This precise question was phrased as the vanishing conjecture in Hochschild homology and semiorthogonal decompositions. But we now know that there exist so called *(quasi)phantom categories*, which give counterexamples. These are categories with vanishing Hochschild homology, and vanishing (resp. torsion) Grothendieck group. As they are admissible subcategories of derived categories of smooth projective varieties, they have all nice properties you could want for their dg enhancements. An overview of some constructions:

*Gorchinskiy, Sergey; Orlov, Dmitri*, **Geometric phantom categories**, Publ. Math., Inst. Hautes Étud. Sci. 117, 329-349 (2013). ZBL1285.14018.
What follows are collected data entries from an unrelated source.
PR #598, opened 2026-05-06
Implement manifest level adjuncts into the API

### LINKED ISSUE #594: Manifest level adjuncts - API
> [!NOTE]
> This ticket is API only - the final Manifest won't reflect Adjuncts until further ticket is done.

See parent ticket for additional information.

> [!IMPORTANT]
> See #578 for Canvas-level adjuncts, which will share some basic logic.

This refers to both PUT and POST operations.

Suggested steps:
* [ ] Validate incoming adjunct id, as per #578 
* [ ] Calculate diff of what's required to ingest Adjuncts, as per #578. Following same rules of handling `null`, `[]` and `[{..}]` adjuncts.
* [ ] Ensure stub asset exists, see RFC for naming conventions.
* [ ] When returning payload, either in response to POST or further GET requests the _manifest_ level `"adjuncts"` property should be populated, without details of the stub asset.

JackLewis-digirati:
## What does this change?

Resolves #594

This PR allows manifest level adjuncts to be added to manifests using the new top-level `adjuncts` property like so:

```json
{
    "type": "Manifest",
    "slug": "test-manifest-level-adjuncts",
    "parent": "root",
    "adjuncts": [
                    { 
                        "id": "external",
                        "externalId": "https://external.example/image/mets.xml",
                        "@type": "Dataset",
                        "mediaType": "text/xml",
                        "iiifLink": "seeAlso"
                    },
    ],
}
```

This should then cause the corresponding `adjuncts` field to be filled out on the response.  Additionally, this PR takes advantage of the existing adjuncts code, so the calculation of the diff works the same way as the existing adjuncts code.

Finally, this PR modifies the `AdjunctAssetIdentifier` to use an `AssetId` instead of a `string`  so that it's clearer. 

## Protagonist Dependency

> [!NOTE]
> This PR requires a new version of Protagonist which hasn't been released yet, but is likely to be `1.13.0`

### DIFF
--- a/src/IIIFPresentation/API.Tests/Integration/GetManifestTests.cs
+++ b/src/IIIFPresentation/API.Tests/Integration/GetManifestTests.cs
@@ -513,7 +513,7 @@ public class GetManifestTests : IClassFixture<PresentationAppFactory<Program>>
             ContentBody = TestContent.ManifestJson,
         });
 
-        var manifestAdjunctId = ResourceAdjunctInteractions.GetResourceStubAssetId(PresentationContextFixture.CustomerId, id).Asset;
+        var manifestAdjunctId = ResourceAdjunctInteractions.GetResourceStubAssetId(new PresentationManifest(), PresentationContextFixture.CustomerId, id).Asset;
         A.CallTo(() => DLCSApiClient.GetCustomerImages(PresentationContextFixture.CustomerId, id, A<CancellationToken>._))
             .Returns(Task.FromResult<IList<JObject>>(
             [
--- a/src/IIIFPresentation/API.Tests/Integration/GetManifestTests.cs
+++ b/src/IIIFPresentation/API.Tests/Integration/GetManifestTests.cs
@@ -512,16 +512,16 @@ public class GetManifestTests : IClassFixture<PresentationAppFactory<Program>>
             ContentBody = TestContent.ManifestJson,
         });
 
-        var stubAssetName = CanvasPaintingResolver.ManifestStubAssetId(id);
+        var manifestAdjunctId = CanvasPaintingResolver.ManifestLevelAdjunctId(id);
         A.CallTo(() => DLCSApiClient.GetCustomerImages(PresentationContextFixture.CustomerId, id, A<CancellationToken>._))
             .Returns(Task.FromResult<IList<JObject>>(
             [
                 JObject.Parse($$"""
                     {
-                        "@id": "https://localhost/customers/1/spaces/0/images/{{stubAssetName}}",
-                        "id": "{{stubAssetName}}",
+                        "@id": "https://localhost/customers/1/spaces/0/images/{{manifestAdjunctId}}",
+                        "id": "{{manifestAdjunctId}}",
                         "space": 0,
-                        "adjuncts": [{ "id": "mets.xml", "asset": "1/0/{{stubAssetName}}" }]
+                        "adjuncts": [{ "id": "mets.xml", "asset": "1/0/{{manifestAdjunctId}}" }]
                     }
                     """)
             ]));
--- a/src/IIIFPresentation/API.Tests/Integration/GetManifestTests.cs
+++ b/src/IIIFPresentation/API.Tests/Integration/GetManifestTests.cs
@@ -50,7 +50,6 @@ public class GetManifestTests : IClassFixture<PresentationAppFactory<Program>>
     {
         s3 = storageFixture.LocalStackFixture.AWSS3ClientFactory();
         dbContext = storageFixture.DbFixture.DbContext;
-        Fake.ClearRecordedCalls(DLCSApiClient);
         httpClient = factory.ConfigureBasicIntegrationTestHttpClient(storageFixture.DbFixture,
             appFactory => appFactory.WithLocalStack(storageFixture.LocalStackFixture),
             services => services.AddSingleton(DLCSApiClient));
--- a/src/IIIFPresentation/API.Tests/Integration/GetManifestTests.cs
+++ b/src/IIIFPresentation/API.Tests/Integration/GetManifestTests.cs
@@ -512,7 +512,7 @@ public class GetManifestTests : IClassFixture<PresentationAppFactory<Program>>
             ContentBody = TestContent.ManifestJson,
         });
 
-        var manifestAdjunctId = CanvasPaintingResolver.ManifestLevelAdjunctId(id);
+        var manifestAdjunctId = CanvasPaintingResolver.ManifestStubAssetId(PresentationContextFixture.CustomerId, id).Asset;
         A.CallTo(() => DLCSApiClient.GetCustomerImages(PresentationContextFixture.CustomerId, id, A<CancellationToken>._))
             .Returns(Task.FromResult<IList<JObject>>(
             [
--- a/src/IIIFPresentation/API.Tests/Integration/GetManifestTests.cs
+++ b/src/IIIFPresentation/API.Tests/Integration/GetManifestTests.cs
@@ -3,6 +3,7 @@
 using System.Net;
 using Amazon.S3;
 using API.Converters;
+using API.Features.Common.Helpers;
 using API.Features.Manifest;
 using API.Tests.Integration.Infrastructure;
 using Core.Response;
@@ -512,7 +513,7 @@ public class GetManifestTests : IClassFixture<PresentationAppFactory<Program>>
             ContentBody = TestContent.ManifestJson,
         });
 
-        var manifestAdjunctId = CanvasPaintingResolver.ManifestStubAssetId(PresentationContextFixture.CustomerId, id).Asset;
+        var manifestAdjunctId = ResourceAdjunctInteractions.GetResourceStubAssetId(PresentationContextFixture.CustomerId, id).Asset;
         A.CallTo(() => DLCSApiClient.GetCustomerImages(PresentationContextFixture.CustomerId, id, A<CancellationToken>._))
             .Returns(Task.FromResult<IList<JObject>>(
             [
--- a/src/IIIFPresentation/API.Tests/Integration/GetManifestTests.cs
+++ b/src/IIIFPresentation/API.Tests/Integration/GetManifestTests.cs
@@ -3,6 +3,7 @@
 using System.Net;
 using Amazon.S3;
 using API.Converters;
+using API.Features.Manifest;
 using API.Tests.Integration.Infrastructure;
 using Core.Response;
 using Core.Web;
@@ -37,7 +38,7 @@ public class GetManifestTests : IClassFixture<PresentationAppFactory<Program>>
     private readonly PresentationContext dbContext;
 
     private readonly IAmazonS3 amazonS3;
-    private readonly IDlcsApiClient dlcsApiClient;
+    private static readonly IDlcsApiClient DLCSApiClient = A.Fake<IDlcsApiClient>();
     private readonly IAmazonS3 s3;
     private readonly JObject sampleAsset;
     private const string PaintedResource = "foo-paintedResource";
@@ -48,13 +49,12 @@ public class GetManifestTests : IClassFixture<PresentationAppFactory<Program>>
     {
         s3 = storageFixture.LocalStackFixture.AWSS3ClientFactory();
         dbContext = storageFixture.DbFixture.DbContext;
-        dlcsApiClient = A.Fake<IDlcsApiClient>();
+        Fake.ClearRecordedCalls(DLCSApiClient);
         httpClient = factory.ConfigureBasicIntegrationTestHttpClient(storageFixture.DbFixture,
             appFactory => appFactory.WithLocalStack(storageFixture.LocalStackFixture),
-            services => services.AddSingleton(dlcsApiClient));
+            services => services.AddSingleton(DLCSApiClient));
 
         amazonS3 = storageFixture.LocalStackFixture.AWSS3ClientFactory();
-
         storageFixture.DbFixture.CleanUp();
 
         sampleAsset = JObject.Parse(
@@ -96,12 +96,12 @@ public class GetManifestTests : IClassFixture<PresentationAppFactory<Program>>
             """
         );
         
-        A.CallTo(() => dlcsApiClient.GetCustomerImages(PresentationContextFixture.CustomerId,
+        A.CallTo(() => DLCSApiClient.GetCustomerImages(PresentationContextFixture.CustomerId,
                 A<string>.That.Matches(l => l.EndsWith("_returnsPainted")),
                 A<CancellationToken>._))
             .ReturnsLazily(() => [sampleAsset]);
         
-        A.CallTo(() => dlcsApiClient.GetCustomerImages(PresentationContextFixture.CustomerId,
+        A.CallTo(() => DLCSApiClient.GetCustomerImages(PresentationContextFixture.CustomerId,
                 A<string>.That.Matches(l => l.EndsWith("_ingestingAssets")),
                 A<CancellationToken>._))
             .ReturnsLazily(() => [ingestingAsset, errorAsset]);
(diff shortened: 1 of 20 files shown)


src/IIIFPresentation/DLCS/Converters/AssetIdConverter.cs
```diff
@@ -0,0 +1,14 @@
+using System.Text.Json;
+using System.Text.Json.Serialization;
+using Models.DLCS;
+
+namespace DLCS.Converters;
+
+public class AssetIdConverter : JsonConverter<AssetId>
```
donaldgray, line 7: Should this live alongside the `AssetId`? _"Here is the model and a converter for handling it"_

src/IIIFPresentation/API/Features/Manifest/Validators/PresentationManifestValidator.cs
```diff
@@ -17,6 +17,7 @@ public PresentationManifestValidator(IOptions<ServicesSettings> servicesOptions)
     {
         servicesSettings = servicesOptions.Value;
         When(m => !m.PaintedResources.IsNullOrEmpty(), PaintedResourcesValidation);
+        When(m => m.Adjuncts is { Count: > 0 }, ManifestAdjunctsValidation);
```
donaldgray: Consistency - this line and line above both have _"Use this validator if the list has items"_ logic but is done in 2 different ways,  `!list.IsNullOrEmpty()` and `list is { Count: > 0 }`, we should settle for 1 if possible (particularly on 2 consecutive lines).

src/IIIFPresentation/API/Features/Manifest/CanvasPaintingResolver.cs
```diff
@@ -306,6 +313,33 @@ private async Task<ManifestParseResult> ParseManifest(int customerId,
...
+            })
+            .ToList();
+
+        return new AdjunctInteraction { AssetId = manifestAdjunctId, Adjuncts = hydratedAdjuncts };
+    }
+
+    /// <summary>
+    /// The asset id for the manifest-level adjunct carrier asset in space 0, given the manifest's internal id.
+    /// </summary>
+    public static string ManifestLevelAdjunctId(string manifestId) => $"Manifest_{manifestId}";
```
donaldgray: Couple of points on this:

1. I think it'd make sense if we were to have a single place where we have the stub asset-id building logic. We'll need to call this method when finalising the Manifest too. Having in a central location would also give us a single place to manage any rules around restricting length or hasing (see "caution" in https://github.com/dlcs/iiif-presentation/blob/develop/docs/rfcs/0006-adjuncts.md#examples).
2. The method is `ManifestLevel*Adjunct*Id` but this is the id of the _Asset_ (XML comment reflects intent, method name is incorrect)
3. Given (2) should it return `AssetId`, always Space0? Usages can use `manifestId.Space`, might save a few uses of `0` being dotted around.

src/IIIFPresentation/API/Features/Manifest/CanvasPaintingResolver.cs
```diff
@@ -29,11 +30,11 @@ public class CanvasPaintingResolver(
     /// </summary>
     /// <returns>Tuple of either error OR newly created </returns>
     public async Task<ParsedManifestResult> GenerateCanvasPaintings(
-        int customerId, PresentationManifest presentationManifest, CancellationToken cancellationToken = default)
+        int customerId, PresentationManifest presentationManifest, string manifestId, CancellationToken cancellationToken = default)
```
donaldgray: Can't we get the manifestId from the `PresentationManifest` object? 

_"Here's an object - use it's Id if you need"_ is easier than _"Here's an object and here's the Id separately"_. I'm not sure if there's reasons it would be in a different format from just the plain flat id?

src/IIIFPresentation/API/Features/Manifest/CanvasPaintingResolver.cs
```diff
@@ -245,8 +246,8 @@ private static string GetCanvasLoggingId(InterimCanvasPainting incoming)
         }
     }
     
-    private async Task<ManifestParseResult> ParseManifest(int customerId, 
-        PresentationManifest presentationManifest, string? existingManifestId)
+    private async Task<ManifestParseResult> ParseManifest(int customerId,
+        PresentationManifest presentationManifest, string? existingManifestId, string? manifestId = null)
```
donaldgray: `string? manifestId = null` - when would we not know the `manifestId`? That seems like it shouldn't be possible - we either get given one or generate it ourselves, otherwise it wouldn't be possible to add adjuncts?

src/IIIFPresentation/Models/API/Manifest/PresentationManifest.cs
```diff
@@ -22,11 +22,16 @@ public class PresentationManifest : IIIF.Presentation.V3.Manifest, IPresentation
     public List<PaintedResource>? PaintedResources { get; set; }
 
     [JsonProperty(Order = 13)] public string? Space { get; set; }
-    
+
+    /// <summary>
+    /// Manifest-level adjuncts to be associated with this manifest via a stub asset.
+    /// </summary>
+    [JsonProperty(Order = 14)] public List<JObject>? Adjuncts { get; set; }
```
donaldgray, line 29: Thinking ahead - I wonder if this would be better solved using the new `AdditionalProperties` stuff from iiif-net? I can see from usages of this in `CanvasPaintingResolver` that `Adjuncts` is accessed in `GetManifestAdjunctInteraction` method. That's good and solves it for `Manifest` - but the the plan is to allow adjuncts to be specified at various levels, not just `Manifest` level. 

Wondering if, rather than `GetManifestAdjunctInteraction` we could have something more generic that we're able to use for different types. Something that takes `ResourceBase` and recursively walked the tree, possibly filtering by known types, and building up `AdjunctInteractions` for different types? The stub asset-id generator could also take a `ResourceBase` and decide on the type of output accordingly.

src/IIIFPresentation/API/Features/Manifest/CanvasPaintingResolver.cs
```diff
@@ -306,6 +313,33 @@ private async Task<ManifestParseResult> ParseManifest(int customerId,
...
+    /// <summary>
+    /// Builds a manifest-level <see cref="AdjunctInteraction"/> for any adjuncts on the manifest request.
+    /// Note: stamps <see cref="AssetProperties.Asset"/> onto each adjunct JObject in-place.
+    /// </summary>
+    private static AdjunctInteraction? GetManifestAdjunctInteraction(int customerId,
+        PresentationManifest presentationManifest, string? manifestId)
+    {
+        if (presentationManifest.Adjuncts == null || manifestId == null) return null;
+
+        var manifestAdjunctId = new AssetId(customerId, 0, ManifestLevelAdjunctId(manifestId));
```
donaldgray: `0` magic number is used in a few places, we should give some meaning

src/IIIFPresentation/API/Features/Manifest/DlcsManifestCoordinator.cs
```diff
@@ -130,7 +130,7 @@ private async Task<DlcsInteractionResult> HandlePaintedResourceDlcsInteractions(
     {
         var assets = GetAssetJObjectList(request.PresentationManifest.PaintedResources);
 
-        if (!request.CreateSpace && assets.Count <= 0 && previousManifestAssetIds.IsNullOrEmpty())
+        if (!request.CreateSpace && assets.Count <= 0 && previousManifestAssetIds.IsNullOrEmpty() && adjunctInteractions.Count == 0)
```
donaldgray: Small - there's 3 different approaches to checking if a `List<>` has items in this statement.

src/IIIFPresentation/API/Features/Manifest/DlcsManifestCoordinator.cs
```diff
@@ -241,6 +241,12 @@ await UpdateAssetsWithManifestId(request, manifestId,
             // ExistingAdjunctIds may already be set for assets checked against DLCS in FindAssetsThatRequireAdditionalWork;
             // this call fills in any that were missed (e.g. assets that were already known and skipped the IIIF-CS check)
             await EnrichExistingAdjunctIds(request, adjunctInteractions, cancellationToken);
+
+            // Ensure stub assets (space 0) exist before ingesting their adjuncts
+            var manifestAdjunctAssetError = await EnsureManifestAdjunctAssetsExist(request.CustomerId, manifestId, adjunctInteractions,
```
donaldgray: As discussed on call - can there be 1 list of Assets and Adjuncts compiled before hitting this class? This class can then only concern itself with ensuring the Assets/Adjuncts exist, rather than needing to know how to split them up based on where they came from.

src/IIIFPresentation/API/Features/Manifest/DlcsManifestCoordinator.cs
```diff
@@ -257,6 +263,37 @@ await UpdateAssetsWithManifestId(request, manifestId,
...
+        var manifestAdjunctAssets = missingManifestAdjunctAssets
+            .Select(a => new JObject
+            {
+                [AssetProperties.Id] = a.AssetId.Asset,
+                [AssetProperties.Space] = 0,
+                [AssetProperties.Manifests] = new JArray { manifestId }
+            })
+            .ToList();
+
+        var result = await IngestDeliverables(customerId, manifestId, manifestAdjunctAssets, DeliverableType.Asset,
```
donaldgray:
```suggestion
        var error = await IngestDeliverables(customerId, manifestId, manifestAdjunctAssets, DeliverableType.Asset,
```

src/IIIFPresentation/API/Features/Manifest/ManifestReadService.cs
```diff
@@ -79,6 +78,19 @@ public async Task<FetchEntityResult<PresentationManifest>> GetManifest(int custo
         manifest = manifest.SetGeneratedFields(dbManifest, pathGenerator, settingsBasedPathGenerator, assets,
             m => Enumerable.Single(m.Hierarchy!, h => h.Canonical));
 
+        // If the DLCS lookup failed, assets will be null (error already logged in DlcsManifestCoordinator).
+        // Return the manifest without manifest-level adjuncts rather than failing the GET.
+        if (assets != null)
+        {
+            // set manifest level adjuncts
```
donaldgray: Small - would this be better as a method named `SetManifestLevelAdjuncts()`, rather than a comment and a few lines?

src/IIIFPresentation/API/Features/Manifest/ManifestReadService.cs
```diff
@@ -79,6 +78,19 @@ public async Task<FetchEntityResult<PresentationManifest>> GetManifest(int custo
...
+            var manifestAdjunctId = CanvasPaintingResolver.ManifestLevelAdjunctId(dbManifest.Id);
+            var manifestAdjunctAsset = assets.Values.FirstOrDefault(a => a[AssetProperties.Id]?.Value<string>() == manifestAdjunctId);
+            if (manifestAdjunctAsset?[AssetProperties.Adjuncts] is JArray adjunctsArray)
+                manifest.Adjuncts = adjunctsArray.OfType<JObject>()
```
donaldgray: We discussed braces on slack - I think this is case where they'd be useful as it spans multiple lines.

src/IIIFPresentation/API/Features/Manifest/ManifestWriteService.cs
```diff
@@ -265,13 +265,13 @@ private async Task<ResolvedManifestData> ResolveCanvasPaintingsAndParentSlug(Wri
     }
 
     private async Task<(PresUpdateResult? error, ParsedManifestResult? records)> ResolveCanvasPaintings(
-        WriteManifestRequest request, DbManifest? existingManifest, CancellationToken cancellationToken)
+        WriteManifestRequest request, DbManifest? existingManifest, string? manifestId, CancellationToken cancellationToken)
```
donaldgray: Can manifestId be null?

src/IIIFPresentation/API/Features/Manifest/ManifestWriteService.cs
```diff
@@ -255,7 +255,7 @@ private List<CanvasPainting> UpdateCanvasPaintingsAfterDlcsInteractions(List<Can
     private async Task<ResolvedManifestData> ResolveCanvasPaintingsAndParentSlug(WriteManifestRequest request,
         string? manifestId = null, DbManifest? existingManifest = null, CancellationToken cancellationToken = default)
```
donaldgray: I think `string? manifestId = null` is no longer true - it's either came in from PUT or you've created for POST.

This used to be the case before refactoring at line 162 but not the manifestId generation comes first.

donaldgray (commented):
Left a few comments, some are small syntactic/consistency but a few are around whether we can avoid treating Manifest level assets as special. We are implementing this for Manifest now but if we can handle it in a more generic fashion we can add further types easier, without refactoring. Need to make a judgement call on whether we should do this now or later - we are on a fairly tight schedule so let me know if you want to discuss.

Also notes that there is no logging introduced with this PR - are we logging enough elsewhere that troubleshooting after deployment would be straight forward enough?

src/IIIFPresentation/DLCS/Converters/AssetIdConverter.cs
JackLewis-digirati: I think not? The `Model` project is designed to be lightweight and only contain models, whereas this is starting to add in logic.  This converter is (currently) only used in the `DLCS` project, so feels like a good fit to sit there - though this should be revisited if it's used elsewhere

donaldgray: Okay, leave as-is. 

I disagree that this is "logic" though, it's only about how it looks as JSON, similar to how some classes in Models use `[JsonConverter]` and `[JsonProperty]`. Although this is STJ and `[JsonConverter]` and `[JsonProperty]` are newtonsoft, which could get confusing if in the same project.

src/IIIFPresentation/Models/API/Manifest/PresentationManifest.cs
JackLewis-digirati: As discussed, this has moved to collection level adjuncts

src/IIIFPresentation/API/Features/Common/Helpers/ResourceAdjunctInteractions.cs
```diff
@@ -0,0 +1,40 @@
...
+/// <summary>
+/// Generates adjunct interactions for resource level adjuncts
+/// </summary>
+public static class ResourceAdjunctInteractions
+{
+    /// <summary>
+    /// The <see cref="AssetId"/> for the manifest-level stub asset in space 0, given the resources's internal id.
+    /// </summary>
+    public static AssetId GetResourceStubAssetId(int customerId, string resourceId) =>
+        new(customerId, 0, $"Manifest_{resourceId}");
```
donaldgray: `0` - should we have a const for this?

src/IIIFPresentation/API/Features/Common/Helpers/ResourceAdjunctInteractions.cs
```diff
@@ -0,0 +1,40 @@
...
+
+    /// <summary>
+    /// Builds an <see cref="AdjunctInteraction"/> for the given stub asset and adjunct list.
+    /// Returns null if <see cref="PresentationManifest.Adjuncts"/> is null (treat as "no change").
+    /// Note: stamps <see cref="AssetProperties.Asset"/> onto each adjunct JObject in-place.
+    /// </summary>
+    public static AdjunctInteraction? GetAdjunctInteraction(PresentationManifest presentationManifest, int customerId)
+    {
+        if (presentationManifest.Adjuncts == null) return null;
```
donaldgray, line 30: Should this early exit for null _and_ empty adjuncts? Is there any practical difference in handling?
```suggestion
        if (presentationManifest.Adjuncts.IsNullOrEmpty()) return null;
```

As is, `null` adjuncts will return `null` but empty adjuncts would return `AdjunctInteraction` with empty `Adjuncts` property. Or is this handled higher up?

src/IIIFPresentation/API.Tests/Integration/GetManifestTests.cs
```diff
@@ -48,13 +50,12 @@ public GetManifestTests(StorageFixture storageFixture, PresentationAppFactory<Pr
     {
         s3 = storageFixture.LocalStackFixture.AWSS3ClientFactory();
         dbContext = storageFixture.DbFixture.DbContext;
-        dlcsApiClient = A.Fake<IDlcsApiClient>();
+        Fake.ClearRecordedCalls(DLCSApiClient);
```
donaldgray: Is this necessary? I generally find this to indicate something is off with tests, not enough test isolation or greedy fake assertions.

donaldgray (approved):

src/IIIFPresentation/API/Features/Common/Helpers/ResourceAdjunctInteractions.cs
JackLewis-digirati: no, it being an empty list is used to signal that we should delete all adjuncts, so the short-circuit would break that - will add a comment to explain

*Böhning, Christian; Graf von Bothmer, Hans-Christian; Katzarkov, Ludmil; Sosna, Pawel*, **Determinantal Barlow surfaces and phantom categories**, J. Eur. Math. Soc. (JEMS) 17, No. 7, 1569-1592 (2015). ZBL1323.14014.

*Galkin, Sergey; Katzarkov, Ludmil; Mellit, Anton; Shinder, Evgeny*, **Derived categories of Keum’s fake projective planes**, Adv. Math. 278, 238-253 (2015). ZBL1327.14081.

*Galkin, Sergey; Shinder, Evgeny*, **Exceptional collections of line bundles on the Beauville surface**, Adv. Math. 244, 1033-1050 (2013). ZBL1408.14068.

*Böhning, Christian; Graf von Bothmer, Hans-Christian; Sosna, Pawel*, **On the derived category of the classical Godeaux surface**, Adv. Math. 243, 203-231 (2013). ZBL1299.14015.

*Alexeev, Valery; Orlov, Dmitri*, **Derived categories of Burniat surfaces and exceptional collections**, Math. Ann. 357, No. 2, 743-759 (2013). ZBL1282.14030.

What is interesting is that Hochschild *cohomology* can detect their non-vanishing, and all kinds of interesting behavior regarding deformation theory arises, see

*Kuznetsov, Alexander*, **Height of exceptional collections and Hochschild cohomology of quasiphantom categories**, J. Reine Angew. Math. 708, 213-243 (2015). ZBL1331.14024.